PR #1069, opened 2025-02-26
chore: update flake.nix

mhanberg:
I believe the minimum rust version was incremented a few months ago, but
the flake inputs were not updated as well. I was getting an error about
a failure with cargo metadata and the lockfile version being 4.

Now it all works. It also updates the Erlang version 27, I assume that
is fine.

### DIFF
--- a/flake.lock
+++ b/flake.lock
@@ -8,11 +8,11 @@
         "rust-analyzer-src": "rust-analyzer-src"
       },
       "locked": {
-        "lastModified": 1705299878,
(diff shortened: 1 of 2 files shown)


josevalim (approved):

billylanchantin:
Thank you!

billylanchantin:
@josevalim Is this something we should add to CI?

mhanberg:
Probably fine to let the nix users take the burden.

PR #1517, opened 2015-02-26
Fixes range displayed by the 6rd prefix validation message ticket #4475

k-paulius:
Range always starts from 0
$ipv6_delegation_length is not set


rbgarga:
I pushed a commit with a different fix, printing range in hex. This one can be closed. Thanks!

PR #1521, opened 2015-02-26
Code style guide changes for filter.inc

phil-davis:


rbgarga:
At line 164, it ended up with a block like this (I'm commenting here because github is hiding the diff)
```
        if (!file_exists("{$g['varrun_path']}/filterlog.pid") ||
                !isvalidpid("{$g['varrun_path']}/filterlog.pid")) {
                mwexec("/usr/local/sbin/filterlog -i pflog0 -p {$g['varrun_path']}/filterlog.pid");
        }
```
It's hard to figure out second line is still part of the if statement, in this case, we follow the FreeBSD style rules - https://www.freebsd.org/cgi/man.cgi?query=style&sektion=9 - that says to use 4 spaces on second and subsequent lines, as noted in this particular section:
```
﻿for (;;) {
	z = a + really + long + statement + that + needs +
	    two + lines + gets + indented + four + spaces +
	    on + the + second + and + subsequent + lines;
}
```

phil-davis:
Github will not show big diffs. I reviewed my changes using Meld, which did a really good job of showing me the bits and pieces.
I have found those multi-line if statements with regex:
.*if ?\(.*[^{]$
and fixed them up.
I explained what I did on the commit. Let me know if you disagree with any of the formatting conventions I used for laying out all the clauses.

phil-davis:
I was merging the branch up to the latest master. Git lists a silly extra commit in there that looks like it has a whole pile of changes. I will make a new pull request with just my finalised filter.inc against the current master.

PR #1522, opened 2015-02-26
Code Style Guide etc inc f to g

phil-davis:


etc/inc/filter_log.inc
```diff
@@ -45,33 +45,36 @@ function conv_log_filter($logfile, $nentries, $tail = 50, $filtertext = "", $fil
...
+		}
 
 		$flent = parse_filter_line($logent);
-		if (!$filterinterface || ($filterinterface == $flent['interface']))
-		{
-			if ( ( ($flent != "") && (!is_array($filtertext)) && (match_filter_line ($flent, $filtertext))) || 
-			     ( ($flent != "") && ( is_array($filtertext)) && (match_filter_field($flent, $filtertext)) ) ) {
+		if (!$filterinterface || ($filterinterface == $flent['interface'])) {
+			if ((($flent != "") && (!is_array($filtertext)) && (match_filter_line ($flent, $filtertext))) ||
+				(($flent != "") && ( is_array($filtertext)) && (match_filter_field($flent, $filtertext)))) {
```
rbgarga: Here is another case as I commented out on filter.inc. I'll re-review #1515, #1519 and #1520 and look for similar cases

phil-davis:
Yeh, when I did a global "convert leading spaces to tabs" in notepad++ it converts every 4 spaces to a tab. Then it displays (at least for PHP for me) a tab as 4 spaces. So in places like this there is no difference in the appearance in the editor.
Of course in an editor or diff visualizer (Github GUI diff display) that is rendering a tab as 8 spaces, it looks obvious that there is a difference.
I will have a look through these 2 pull requests and fixup...

jim-p:
@phil-davis In notepad++, activate View > Show Symbol > Show Whitespace and Tab, it renders tabs as a red arrow and spaces as a red dot.
I use a similar mode in Ultraedit, it makes spotting those sorts of things easy. Also using 8 for a tab stop helps. At one point we had that listed somewhere as the recommended tab size.

rbgarga:
Since pfSense uses K&R style, the best is to set editor to show tabs in 8-spaces size

rbgarga:
There are tools like squizlabs/PHP_CodeSniffer that could be useful too, but looks like there is not any standard like K&R there

phil-davis:
I checked this for multi-line if statements and fixed it up. Also found a couple more single-line "if" that I had missed. It should be good to go now.

BBcan177:
I use Ultraedit also and prefer it over Notepad++

What about changing  "<>" to "!=" to keep everything consistent?

PR #1536, opened 2015-03-03
Standardise power mode selection boxes

phil-davis:
I noticed that this looked a little odd, the boxes for AC and Battery Power Mode are 1 after the other on the same line, then the 3rd box for unknown power mode is on a new line.
Maybe make them all on their own line, like this?


phil-davis:
With the second commit IMHO it is even better - the dropdown selection boxes all line up vertically.

PR #1543, opened 2015-03-06
Be nicer when checking if alias is numeric

phil-davis:
Because an ordinary port can be numeric here.
Forum https://forum.pfsense.org/index.php?topic=89906.0


cbuechler:
merged, thanks!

===

Set down the records again without altering a word.

### Your response
PR #1069, opened 2025-02-26
chore: update flake.nix

mhanberg:
I believe the minimum rust version was incremented a few months ago, but
the flake inputs were not updated as well. I was getting an error about
a failure with cargo metadata and the lockfile version being 4.

Now it all works. It also updates the Erlang version 27, I assume that
is fine.

### DIFF
--- a/flake.lock
+++ b/flake.lock
@@ -8,11 +8,11 @@
         "rust-analyzer-src": "rust-analyzer-src"
       },
       "locked": {
-        "lastModified": 1705299878,
(diff shortened: 1 of 2 files shown)


josevalim (approved):

billylanchantin:
Thank you!

billylanchantin:
@josevalim Is this something we should add to CI?

mhanberg:
Probably fine to let the nix users take the burden.

PR #1517, opened 2015-02-26
Fixes range displayed by the 6rd prefix validation message ticket #4475

k-paulius:
Range always starts from 0
$ipv6_delegation_length is not set


rbgarga:
I pushed a commit with a different fix, printing range in hex. This one can be closed. Thanks!

PR #1521, opened 2015-02-26
Code style guide changes for filter.inc

phil-davis:


rbgarga:
At line 164, it ended up with a block like this (I'm commenting here because github is hiding the diff)
```
        if (!file_exists("{$g['varrun_path']}/filterlog.pid") ||
                !isvalidpid("{$g['varrun_path']}/filterlog.pid")) {
                mwexec("/usr/local/sbin/filterlog -i pflog0 -p {$g['varrun_path']}/filterlog.pid");
        }
```
It's hard to figure out second line is still part of the if statement, in this case, we follow the FreeBSD style rules - https://www.freebsd.org/cgi/man.cgi?query=style&sektion=9 - that says to use 4 spaces on second and subsequent lines, as noted in this particular section:
```
﻿for (;;) {
	z = a + really + long + statement + that + needs +
	    two + lines + gets + indented + four + spaces +
	    on + the + second + and + subsequent + lines;
}
```

phil-davis:
Github will not show big diffs. I reviewed my changes using Meld, which did a really good job of showing me the bits and pieces.
I have found those multi-line if statements with regex:
.*if ?\(.*[^{]$
and fixed them up.
I explained what I did on the commit. Let me know if you disagree with any of the formatting conventions I used for laying out all the clauses.

phil-davis:
I was merging the branch up to the latest master. Git lists a silly extra commit in there that looks like it has a whole pile of changes. I will make a new pull request with just my finalised filter.inc against the current master.

PR #1522, opened 2015-02-26
Code Style Guide etc inc f to g

phil-davis:


etc/inc/filter_log.inc
```diff
@@ -45,33 +45,36 @@ function conv_log_filter($logfile, $nentries, $tail = 50, $filtertext = "", $fil
...
+		}
 
 		$flent = parse_filter_line($logent);
-		if (!$filterinterface || ($filterinterface == $flent['interface']))
-		{
-			if ( ( ($flent != "") && (!is_array($filtertext)) && (match_filter_line ($flent, $filtertext))) || 
-			     ( ($flent != "") && ( is_array($filtertext)) && (match_filter_field($flent, $filtertext)) ) ) {
+		if (!$filterinterface || ($filterinterface == $flent['interface'])) {
+			if ((($flent != "") && (!is_array($filtertext)) && (match_filter_line ($flent, $filtertext))) ||
+				(($flent != "") && ( is_array($filtertext)) && (match_filter_field($flent, $filtertext)))) {
```
rbgarga: Here is another case as I commented out on filter.inc. I'll re-review #1515, #1519 and #1520 and look for similar cases

phil-davis:
Yeh, when I did a global "convert leading spaces to tabs" in notepad++ it converts every 4 spaces to a tab. Then it displays (at least for PHP for me) a tab as 4 spaces. So in places like this there is no difference in the appearance in the editor.
Of course in an editor or diff visualizer (Github GUI diff display) that is rendering a tab as 8 spaces, it looks obvious that there is a difference.
I will have a look through these 2 pull requests and fixup...

jim-p:
@phil-davis In notepad++, activate View > Show Symbol > Show Whitespace and Tab, it renders tabs as a red arrow and spaces as a red dot.
I use a similar mode in Ultraedit, it makes spotting those sorts of things easy. Also using 8 for a tab stop helps. At one point we had that listed somewhere as the recommended tab size.

rbgarga:
Since pfSense uses K&R style, the best is to set editor to show tabs in 8-spaces size

rbgarga:
There are tools like squizlabs/PHP_CodeSniffer that could be useful too, but looks like there is not any standard like K&R there

phil-davis:
I checked this for multi-line if statements and fixed it up. Also found a couple more single-line "if" that I had missed. It should be good to go now.

BBcan177:
I use Ultraedit also and prefer it over Notepad++

What about changing  "<>" to "!=" to keep everything consistent?

PR #1536, opened 2015-03-03
Standardise power mode selection boxes

phil-davis:
I noticed that this looked a little odd, the boxes for AC and Battery Power Mode are 1 after the other on the same line, then the 3rd box for unknown power mode is on a new line.
Maybe make them all on their own line, like this?


phil-davis:
With the second commit IMHO it is even better - the dropdown selection boxes all line up vertically.

PR #1543, opened 2015-03-06
Be nicer when checking if alias is numeric

phil-davis:
Because an ordinary port can be numeric here.
Forum https://forum.pfsense.org/index.php?topic=89906.0


cbuechler:
merged, thanks!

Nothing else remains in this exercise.